WHAT YOU ARE ASKED TO DO
Search the records below for the string "older" and copy each line where it turns up.
___ RECORDS FOR THE EXERCISE ___
PR #157, opened 2021-09-28
Use drupal-minimal-project for isolated tests

danepowell:
Isolated jobs currently use acquia/drupal-recommended-project as a fixture. This is problematic because drupal-recommended-project requires ACMS, and therefore essentially every company package. This defeats the purpose of an isolated build, which is to catch any undeclared dependency (including Composer dependencies) for a SUT.

This is a regression caused by the switch from Lightning to Acquia CMS. With Lightning, isolated tests included minimal dependencies (despite using the same template) because ORCA explicitly removed Lightning from the fixture before re-adding the SUT.

Happily, this also fixes that last failing deprecated code scan job, so the build is green again. (It was scanning all of the contrib modules from drupal-recommend-project).

### DIFF
--- a/src/Options/FixtureOptions.php
+++ b/src/Options/FixtureOptions.php
@@ -296,14 +296,27 @@ class FixtureOptions {
    *   The package name.
    */
   public function getProjectTemplate(): string {
+    // Allow users to override default templates via option.
     if ($this->options['project-template']) {
       return $this->options['project-template'];
     }
+
+    // The new project templates only support D9+. Use BLT Project for D8.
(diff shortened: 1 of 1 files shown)


danepowell:
You can see that the minimal project is being used for isolated tests: https://github.com/acquia/orca/runs/3736424515#step:6:37
Meanwhile, recommended project still used for integrated tests: https://github.com/acquia/orca/runs/3736424674#step:6:36

This seems to shave ~45s off of isolated jobs.

TravisCarden:
Perfect; merging. We're racking up the PRs, @danepowell. Just let me know when you're ready for a release.

PR #159, opened 2021-09-30
Xdebug never disabled on Travis CI

danepowell:
Xdebug is no longer removed when `ORCA_COVERAGE_ENABLE=FALSE`. Xdebug _is_ removed if ORCA_COVERAGE_ENABLE is empty, but I don't think that's ever the case: _includes.sh sets it to either TRUE or FALSE.

Additionally, for builds on Xenial which uses Xdebug 3, this triggers a bug in phploc. This is a regression introduced by https://github.com/acquia/orca/pull/152

- BLT PR verifying that this patch works to disable Xdebug: https://github.com/acquia/blt/pull/4403
- Upstream phplocbug: https://github.com/sebastianbergmann/phploc/issues/222
- Follow-up issue to fix Xdebug 3 compatibility: https://github.com/acquia/orca/issues/160

@TravisCarden where would be the best place to add an automated test to ensure that Xdebug is disabled when `ORCA_COVERAGE_ENABLE=FALSE`?

### DIFF
--- a/bin/ci/before_install.sh
+++ b/bin/ci/before_install.sh
@@ -24,9 +24,18 @@ echo "$TRAVIS_NODE_VERSION"
 yarn --version
 
 # Disable Xdebug except on code coverage jobs.
-if [[ ! "$ORCA_COVERAGE_ENABLE" ]]; then
+if [[ ! "$ORCA_COVERAGE_ENABLE" == TRUE ]]; then
   if [[ "$TRAVIS" ]]; then phpenv config-rm xdebug.ini; fi
-  if [[ "$GITHUB_ACTIONS" ]]; then sudo phpdismod -v ALL xdebug; fi
+  if [[ "$GITHUB_ACTIONS" ]]; then
+    # phpdismod would be simpler but flaky
+    # @see https://github.com/shivammathur/setup-php/issues/350#issuecomment-735370872
+    scan_dir=$(php --ini | grep additional | sed -e "s|.*: s*||")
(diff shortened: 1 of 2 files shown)


TravisCarden:
This seems like the perfect place for an automated test to me, @danepowell: https://github.com/acquia/orca/blob/v3.10.0/bin/ci/self-test/script.sh#L26-L31. Something like this would do the trick, I think. What do you think?

```diff
+  XDEBUG_IS_ENABLED=$(php -r 'echo function_exists("xdebug_get_code_coverage") ? "TRUE" : "FALSE";')
 
   if [[ "$ORCA_COVERAGE_ENABLE" == TRUE ]]; then
+    if [[ "$XDEBUG_IS_ENABLED" == "FALSE" ]]; then
+      echo "ORCA_COVERAGE_ENABLE is on but Xdebug is disabled"
+      exit 1
+    fi
     eval './vendor/bin/phpunit --coverage-clover="$ORCA_SELF_TEST_COVERAGE_CLOVER"'
   else
+    if [[ "$XDEBUG_IS_ENABLED" == "FALSE" ]]; then
+      echo "ORCA_COVERAGE_ENABLE is off but Xdebug is enabled"
+      exit 1
+    fi
     eval './vendor/bin/phpunit'
   fi
```

wimleers:
Confirming. This caused https://github.com/acquia/acquia_migrate/pull/545.

TravisCarden (approved):

PR #161, opened 2021-09-30
ORCA-232: Test failures due to root cert expiration

danepowell:
More details upstream: https://github.com/composer/composer/issues/10121

I suspect that upgrading the CA bundle will fix this.


danepowell:
I'm fairly confident that this can't be worked around by the application. We'll need to go upstream.

PR #173, opened 2021-11-01
ORCA-248: Remove allowed failures from GitHub Actions

danepowell:
Patch failures on next minor jobs are causing a widespread headache:
- https://github.com/acquia/blt/pull/4407
- https://github.com/acquia/drupal-environment-detector/pull/23
- https://github.com/acquia/drupal-recommended-project/pull/36

I think next minor jobs should be considered unstable and allowed to fail.

But stepping back, I think we should remove the concept of allowed failures altogether. It just doesn't work well with a binary pass/fail CI system (which is to say, pretty much _every_ CI system). Rather, I'd like to organize tests into those that _must_ run (i.e. integrated jobs), _should_ run (isolated jobs), and _can_ run (previously allowed failures).

Must-run jobs must run because a failure could cause other ORCA project builds to fail. Should-run jobs form the core of the ORCA test matrix, but failures are isolated to the current project so it's okay if these need to be modified or disabled temporarily per-project. 

Can-run jobs are risky enough that they aren't enabled by default. If individual projects want to enable a risky test for specific purposes (i.e. if ACMS wants to ensure compatibility with next_minor_dev), great! They can do so. But projects should enable these tests on their own schedule, and _then ensure that they continue to pass_. There should never be a concept of an "allowed failure".

Downstream projects wishing to incorporate these changes should remove allowed-failure jobs and INTEGRATED_TEST_ON_NEXT_MINOR from their builds (unless they have a reason to keep them), remove the allow-failure matrix parameter, and optionally reorganize the builds into "must run" and "should run" groups.


danepowell:
Per scrum today, we've decided to deal with the problem of allowed failures in a slightly different way. We're going to remove the concept of allowed failures altogether, since we're kind of abusing GitHub's `continue-on-error` function as it is. Instead, we'll leave those jobs in the build matrix but when there _is_ a failure due to upstream changes (as is the case currently with NEXT_MINOR jobs), we'll disable it via an ORCA hotfix release.

PR #174, opened 2021-11-04
Migrate "allowed failure" functionality to ORCA core

danepowell:
Currently we implement the concept of "allowed failures" at the level of individual CI systems. Travis CI handles this natively, while in GitHub Actions we've somewhat abused the "continue-on-error" method. Acquia CI does not handle it at all.

ORCA needs to handle allowed failures internally in order for them to be portable to all CI platforms. This has the nice side effect of allowing ORCA to temporarily allow jobs to fail (via a hotfix) in instances of an outage, so that individual teams don't need to modify their CI scripts.

This includes a guard condition to preserve backwards compatibility with Travis CI. This saves us from having to communicate the change or cut a new major release.

I considered handling this in the ORCA PHP command itself, but the problem with that approach is that we can never recover from PHP fatal errors. So the Bash scripts seem like the best place to handle it.


danepowell:
@TravisCarden do you have time to review this this week? It fixes all of the failing jobs on ORCA and ORCA-integrated projects.

TravisCarden (approved):

PR #175, opened 2021-11-05
ORCA-152: Audit packages.yml and D8 EOL

danepowell:
Auditing `packages.yml` and D8 EOL needs to be handled in a single PR because there's some code lurking in the fixture manager that's pretty tightly coupled to old BLT versions.

@TravisCarden would you prefer to manually specify a release branch for all packages in packages.yml? This is safest in terms of guaranteeing that fixtures are always built from the active release branch, but it's also work for maintainers to keep updated.


danepowell:
This is unfortunate... D8 is still marked as supported on d.o and in the [d.o release API](https://updates.drupal.org/release-history/drupal/current), despite being officially unsupported as of a few days ago. I think we'll have to wait for that to be fixed before ORCA stops trying to install D8.

config/packages.yml
```diff
@@ -86,19 +71,8 @@ drupal/acquia_search:
...
-      version: 11.x
-      version_dev: 11.x-dev
-    8.7.x:
-      version: 10.x
-      version_dev: 10.x-dev
-    8.6.x:
-      version: 9.x
-      version_dev: 9.x-dev
+  version: 13.x
+  version_dev: 13.x-dev
```
danepowell, line 75: I'm not sure if this will work because of a stale BLT branch alias that I can't get rid of without breaking BC. Need to look into it.

danepowell: I created a 12.x branch and updated the dev-main alias to be 13.x-dev, which I think should fix it...

danepowell:
This is ready to go since we hardcoded D8 as EOL in https://github.com/acquia/orca/pull/190

TravisCarden:
So much special case code removed! Merging.

PR #178, opened 2021-11-15
ORCA-228: Enable Coveralls for GitHub Actions

danepowell:
You can see this in action at https://github.com/acquia/blt/pull/4420

### DIFF
--- a/bin/ci/_includes.sh
+++ b/bin/ci/_includes.sh
@@ -78,9 +78,17 @@ export DRUPAL_TEST_WEBDRIVER_CHROME_ARGS="--disable-gpu --headless --no-sandbox"
 export DRUPAL_TEST_WEBDRIVER_HOSTNAME="localhost"
 export DRUPAL_TEST_WEBDRIVER_PORT="4444"
 
-# Set TMPDIR on GitHub Actions
-if [[ "$RUNNER_TEMP" ]]; then
-  export TMPDIR="$RUNNER_TEMP"
+if [[ ! "$ORCA_TEMP_DIR" ]]; then
+  # Travis CI.
+  if [[ "$TMPDIR" ]]; then
+    export ORCA_TEMP_DIR="$TMPDIR"
+  # GitHub Actions.
+  elif [[ "$RUNNER_TEMP" ]]; then
+    export ORCA_TEMP_DIR="$RUNNER_TEMP"
+  # Fallback default.
+  else
+    export ORCA_TEMP_DIR="/tmp"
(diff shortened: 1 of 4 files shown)


bin/ci/_includes.sh
```diff
@@ -78,6 +78,11 @@ export DRUPAL_TEST_WEBDRIVER_CHROME_ARGS="--disable-gpu --headless --no-sandbox"
 export DRUPAL_TEST_WEBDRIVER_HOSTNAME="localhost"
 export DRUPAL_TEST_WEBDRIVER_PORT="4444"
 
+# Set TMPDIR on GitHub Actions
+if [[ "$RUNNER_TEMP" ]]; then
```
danepowell, line 82: The Coveralls command in the after_success script relies on TMPDIR being set, but this was a TravisCI-ism. It's not set on GH Actions.

example/.github/workflows/orca.yml
```diff
@@ -79,8 +79,10 @@ jobs:
       # @see https://github.com/acquia/orca/blob/main/docs/advanced-usage.md#ORCA_AMPLITUDE_API_KEY
       # ORCA_TELEMETRY_ENABLE: "TRUE"
       #
-      # Do not modify the following line. It uses the build matrix to set ORCA_JOB for each job.
+      # Do not modify the following lines. They are critical for managing the build matrix.
       ORCA_JOB: ${{ matrix.orca-job }}
+      ORCA_COVERALLS_ENABLE: ${{ matrix.coveralls-enable }}
+      COVERALLS_REPO_TOKEN: ${{ secrets.GITHUB_TOKEN }}
```
TravisCarden, line 85:
```suggestion
      # The GITHUB_TOKEN secret is automatically available to GitHub Actions
      # workflows--it does not need to be manually created or configured anywhere.
      # @see https://docs.github.com/en/actions/security-guides/automatic-token-authentication
      COVERALLS_REPO_TOKEN: ${{ secrets.GITHUB_TOKEN }}
```

bin/ci/_includes.sh
TravisCarden: Great. However, before this change, the variable in that script (https://github.com/acquia/orca/blob/v3.11.0/bin/ci/after_success.sh#L25) was overridable--via bash's (ridiculous, convoluted [parameter expansion](https://unix.stackexchange.com/questions/122845/using-a-b-for-variable-assignment-in-scripts/122878) 🙄 ). Adding a commit to restore that functionality.

PR #182, opened 2021-11-30
Protect against missing includes in example code

danepowell:
In our example module, if the path to the ORCA include is not correct an error will be generated but tests will not necessarily fail.

### DIFF
--- a/example/bin/ci/example.sh
+++ b/example/bin/ci/example.sh
@@ -21,7 +21,7 @@
 cd "$(dirname "$0")" || exit 1
 
 # Reuse ORCA's own includes for its $PATH additions and environment variables.
-source ../../../orca/bin/ci/_includes.sh
+source ../../../orca/bin/ci/_includes.sh || exit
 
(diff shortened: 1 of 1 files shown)


example/bin/ci/example.sh
```diff
@@ -21,7 +21,7 @@
 cd "$(dirname "$0")" || exit 1
 
 # Reuse ORCA's own includes for its $PATH additions and environment variables.
-source ../../../orca/bin/ci/_includes.sh
+source ../../../orca/bin/ci/_includes.sh || exit
```
TravisCarden, line 24: We should go the rest of the way and explicitly emit an error code:

```suggestion
source ../../../orca/bin/ci/_includes.sh || exit 1
```

danepowell: Nit, but I don't think an explicit error code is necessary, since `exit` returns the exit code from the previous command, which in this case is `source`. But it doesn't really matter unless ORCA has a set of explicitly-defined exit codes that I'm not aware of 😄

PR #186, opened 2021-12-15
ORCA jobs not using latest Acquia CMS

danepowell:
A dependency conflict is causing jobs to pull older versions of Acquia CMS. A few things are necessary to fix this:

- Switch from BLT 12 to 13. BLT 12 is EOL and requires older versions of some dependencies that conflict.
- Add Acquia CMS to ORCA's packages.yml. Otherwise the `composer require` command pulls an older version of Acquia CMS. Not sure why, possibly because some dependencies (cohesion) are not "whitelisted" as part of the require command.
- Update ORCA's Pipeline scripts, which were still requiring Lightning and conflicting with Acquia CMS.

See this running in downstream projects:

- https://github.com/acquia/drupal-recommended-project/pull/53
- https://github.com/acquia/blt/pull/4441


config/packages.yml
```diff
@@ -88,17 +92,13 @@ acquia/blt:
   type: composer-plugin
   core_matrix:
     '>=9.0.0':
-      version: 12.x
+      version: 13.x
+      # Yeah I know, it's weird that the dev version is lower than stable. It's because of a stale branch alias.
```
TravisCarden, line 96: Lol. That's funny, but it's written in a different voice from the rest of the codebase. 🙂  And I think we can clarify the terms a little. (They confused me at first.)
```suggestion
      # It doesn't seem right, but "dev_version" must use a lower major version branch than "version" due to a stale branch alias.
```

src/Domain/Fixture/FixtureCreator.php
```diff
@@ -257,6 +257,9 @@ private function fixDefaultDependencies(): void {
       $additions[] = 'phpunit/phpunit:9.4.3';
     }
 
+    // Hack to support Acquia CMS.
```
TravisCarden, line 260: We should have a `@todo` comment in here so we don't lose track of it. If we create a follow-up issue, we can add/replace it with an `@see`.
```diff
-    // Hack to support Acquia CMS.
+    // Hack to support Acquia CMS. Any more detail?
+    // @todo Remove once... ???
```

TravisCarden (changes requested):
A few little things, @danepowell.

src/Domain/Fixture/FixtureCreator.php
danepowell: Added a todo.

TravisCarden (approved):

PR #189, opened 2021-12-17
Don't require Acquia CMS in D8

danepowell:
Latest LTS jobs are failing because ORCA tries to require Acquia CMS in D8. You can see this PR fixes the problem in an actual project: https://github.com/acquia/drupal-environment-detector/actions/runs/1593035947

This wasn't caught because ORCA's internal tests override package.yml to only require drupal/example.

### DIFF
--- a/config/packages.yml
+++ b/config/packages.yml
@@ -49,7 +49,12 @@
 
 acquia/acquia_cms:
   type: drupal-profile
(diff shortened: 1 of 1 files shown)


danepowell:
This shouldn't be an issue now that we aren't running D8 tests.

PR #346, opened 2026-07-25
Build `before`/`after(:all)` prefixes once per group in the `TimeTracker`

connorshea:
# Description

AI Disclosure: This was generated using Claude Code with Opus 5. It has been tested and reviewed by me.

`add_hooks_time` re-derived the same `group_id_path[0..-2]` string for every `(example, group)` pair, and `reduce` over a hash allocates an array per pair. This PR builds the prefixes once per group and sums with `each`.

For 500 test files with 40 examples and 8 groups each: 356k allocations / 20.7 ms -> 9k / 8.8 ms.

Though it should be noted that this only happens when the split-by-example mode is enabled and actually gets used (when the Knapsack API marks a file as slow), and the benchmark is inherently unrealistic to show the scale of the change. In most test suites, this likely will not have much or any impact. If this change doesn't feel worth it due to the lack of impact for most users, it'd be fine with me to close it.

# Checks


3v0k4:

PR #347, opened 2026-07-25
Fix failing rspec test by reading coverage data from `coverage_data.js`

connorshea:
# Description

AI Disclosure: Had Claude investigate and fix the problem, verified it myself for correctness.

Fix the test failure caused by the simplecov version upgrade.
___
WRITTEN SOLUTION
A dependency conflict is causing jobs to pull older versions of Acquia CMS. A few things are necessary to fix this:
- Switch from BLT 12 to 13. BLT 12 is EOL and requires older versions of some dependencies that conflict.
- Add Acquia CMS to ORCA's packages.yml. Otherwise the `composer require` command pulls an older version of Acquia CMS. Not sure why, possibly because some dependencies (cohesion) are not "whitelisted" as part of the require command.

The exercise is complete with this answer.